The AI Words You'll Hear: A Plain-English Glossary
Somewhere soon, someone's going to say "oh, it's just a neural network with billions of parameters" — in a podcast, a meeting, a group chat — and you'll catch that little flicker of should I know what that means? go around the room. Here's the quiet secret of this whole chapter: you already do.
Every intimidating word in AI is just a label for something you've already met in plain language. So this is the optional pop-the-hood tour — and remember, way back in the second lesson, popping the hood was always a bonus, never a requirement. You don't need a single word in here to use AI well. But they're quick, and honestly kind of fun to defang. So let's go.
Start with the one that keeps following you around: tokens
You've bumped into tokens twice already — as the size of the desk back when we talked about what the AI can hold, and as the taxi meter when we talked about paying for the API. Both times with a quiet "we'll get to it." This is getting to it.

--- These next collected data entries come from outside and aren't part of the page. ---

PR #984, opened 2016-10-24
Explicitly compile all subprocess in rwgt directory

kdlong:
Following suggestion from MadGraph authors, manually compile libraries
for all subprocesses used by reweight. By default, subprocesses are only
compiled as they are encountered during the reweight run. This change
forces all to be pre-compiled. Note: Requires the lines
"change rwgt_dir rwgt" to be in the reweight_card.dat (currently the
directory name "rwgt" is hardcoded in the compilation commands).

### DIFF
--- a/bin/MadGraph5_aMCatNLO/gridpack_generation.sh
+++ b/bin/MadGraph5_aMCatNLO/gridpack_generation.sh
@@ -513,6 +513,16 @@ else
       export LIBRARY_PATH=$LD_LIBRARY_PATH
       cd madevent
       bin/madevent reweight pilotrun
+      # Explicitly compile all subprocesses
+      for file in $(ls -d rwgt/rw_me/SubProcesses/P* | head -4); do
+        echo "Compiling subprocess $(basename $file)"
+        pushd $file > /dev/null
+        for i in 2 3; do
+            MENUM=$i make matrix${i}py.so >& /dev/null
+            echo "Library MENUM=$i compiled with status $?"
+        done
+        popd >& /dev/null
+      done
       cd ..      
   fi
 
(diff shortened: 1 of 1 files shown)


perrozzi:
I assume it has been tested and only affects the generation if the reweight_card.dat is present, right?

kdlong:
To be honest I didn't explicitly check yet, thought the if statement should only be entered if the reweight_card.dat exists. Likewise the for loop is simply skipped if the appropriate directory structure isn't found.

I wanted to make the pull request so I could reference it in the meeting today, but I do think it should be tested a little more before being merged.

perrozzi:
what about these datacards? do they need this feature?
https://github.com/cms-sw/genproductions/pull/983/files#diff-1af8c6902564c074f374857955761a39R25

perrozzi:
@jasperlauwers can you also comment?

jasperlauwers:
Yes, I had to use this version of the gridpack_generation.sh script to be able to generate the gridpack.

perrozzi:
what's the status here? still testing? can be merged?

kdlong:
I've used it a few times and others have as well. I think it's ready to be
merged.

Note that it doesn't work with MadSpin currently, which is supposed to run
after reweight, while the scripts put it before. There's still an issue
with this in the mg240 version that I just now realized actually, the order
is corrected in the generation scripts but not in the runcmsgrid.sh script.
Hopefully this is a trivial fix.

vciulli:
Merging will not break the usage of MadSpin without reweighting right? 
The trivial fix you are mentioning is for mg240?
Isn’t this already our default mg release in CMSSW? 
It was validated some time ago and though on the longer term we plan to move to mg250 for the next production I thought we moved to mg240 for the present one (but I might be wrong).

Vitaliano

kdlong:
Hi Vitaliano,

Merging shouldn't affect the performance without reweighting. 

I'm talking about needing another fix in MG to make reweight+madspin work. This might be possible in v2.3.3, but I was planning to make the change in 2.4.2 because I was planning to move to using it. As for 2.4 it being the default version, I think it is considered validated, but it's not yet used by the master branch. My understanding is that requests with both versions are currently supported, @bendavid might have more info.

Actually it seems like there's a bug affecting  2.4.2 which I'm trying to sort out with the authors now, hopefully we'll have a fix soon.

vciulli:
Thanks Kenneth for the reply
I have no objection to merge this pull request. 
V.

PR #986, opened 2016-10-26
Add run_pwg_parallel.py to steer MiNLO gridpack production

perrozzi:
allows to create the MiNLO gridpack (in general, the powheg gridpacks requiring parallelization) in one go. based on an example from @pfs 
automatic resubmission not yet included (very rarely needed)


perrozzi:
NNLOPS handling not included (yet)

PR #989, opened 2016-10-27
Modifications to allow reweight in MG2.4 branch

kdlong:
Allow cluster queue to be set properly for condor running. Originally bug affecting set cluster_queue None is now fixed, it seems that there is now an issue that only affects LSF bash. Seems to be working properly for condor submission (https://bugs.launchpad.net/mg5amcnlo/+bug/1517041).

Add precompilation of MEs (same as https://github.com/cms-sw/genproductions/pull/984) also move reweight to run before madspin.


bendavid:
Looks good to me.

PR #990, opened 2016-10-27
Update ZH120_012j_NLO_HtoMuMuGamma_madspin_card.dat

andreypz:
Commenting out Z decay: missed that for 120 GeV mass point


perrozzi:
do you plam to use pythia for the z decay? why? to reuse the same gridpack with different decay options?

andreypz:
Yes, that is the plan. Because the Z spin would not be correct with this MadSpin card (spinmod=none).
I thought that it will be correct with Pythia-8 decay.  And if it's not correct there too, than what's the difference?
Without Z decays, the gridpacs are quicker to produce.

bendavid:
Agreed that in this case there is no advantage to using madspin for the Z decays over pythia.

The only other possibility would be to have the z decay specified as part of the process definition (but this would require removing one or both of the additional jets because of the extra complexity)

andreypz:
Yes, I thought of that too. I concluded that the extra jets of NLO is a nicer feature if the Z decay is done in pythia.

Issue #189, opened 2021-06-05
Add a `skipDuplicates` option to insert


steve-chavez:
Requested in https://github.com/supabase/supabase/discussions/1834. PostgREST can skip duplicates by using the `Prefer: resolution=ignore-duplicates` header as documented [here](https://postgrest.org/en/stable/api.html#upsert).

```js
const { data, error } = await supabase
  .from('cities')
  .insert(
    [
      { name: 'The Shire', country_id: 554 },
      { name: 'Rohan', country_id: 555 }
    ],
    { skipDuplicates: true })
```

The option could also be named `ignoreDuplicates`.

soedirgo:
Should this not be on `upsert()` instead? Does `on_conflict` matter with `Prefer: resolution=ignore-duplicates`?

steve-chavez:
> Does on_conflict matter with Prefer: resolution=ignore-duplicates?

Yes, it considers the `on_conflict` constraint for choosing what duplicate column to ignore.

> Should this not be on upsert() instead? 

Yeah, I think it can be included on `upsert` instead.

PR #195, opened 2021-06-22
feat: add ignoreDuplicates option to upsert

rosswaycaster:

As requested (https://github.com/supabase/supabase/discussions/1834 & https://github.com/supabase/postgrest-js/issues/189) this PR implements the `Prefer: resolution=ignore-duplicates` header to ignore duplicates in an upsert operation.

More information on the `Prefer: resolution=ignore-duplicates` header can be found here: https://postgrest.org/en/stable/api.html#upsert

Currently not implemented so the only option for an upsert is for it to be merged.

## What is the new behavior?

Now users have the option to ignore duplicates instead of merging them.


soedirgo:
👍 thanks for the PR @rosswaycaster!

PR #212, opened 2021-08-23
fix: adds X-Client-Info header

awalias:
supabase/infrastructure#1044


soedirgo:
Using `const = require` seems to break some builds: https://github.com/supabase/supabase-js/issues/241

soedirgo (approved):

A token is just a chunk of text the AI reads and writes in — usually a whole word, sometimes a piece of one (walking might be handled as walk plus ing). That's the unit behind the things you've already seen: the desk holds so many tokens, and the API meter ticks up token by token. That's the entire idea. You don't need to know how the chopping-up works — just that the AI counts in chunks, not letters.
How it got built: training, neural network, parameters
These three travel together, and they're all about how the AI was made — long before you ever typed anything into it.
Training is the big one. It's the stretch where the model learned its patterns by reading that staggering pile of text — the "Large" in "Large Language Model" from the very first lesson. The part worth holding onto: it happened once, done by the maker, and then it stopped. The model is baked and set before you show up. That's exactly why, earlier, correcting it mid-chat never stuck — it was trained once, then frozen.
A neural network is the kind of structure that does that learning. The name sounds like brain surgery; the idea is gentler than that. It's loosely inspired by the way brain cells link up and pass signals along, and it's simply very, very good at picking up patterns from data. That really is all you need to carry. The actual math is a whole career — and squarely the "mechanic" path you already decided you were happy to skip.
Parameters are what the training actually tunes. Picture a huge bank of tiny dials inside the network, each nudged a hair during training until the whole thing hums. So when someone says a model has "seventy billion parameters," they're really just quoting its rough size — more dials, loosely speaking, more capacity. Hear the number as a ballpark, not a score.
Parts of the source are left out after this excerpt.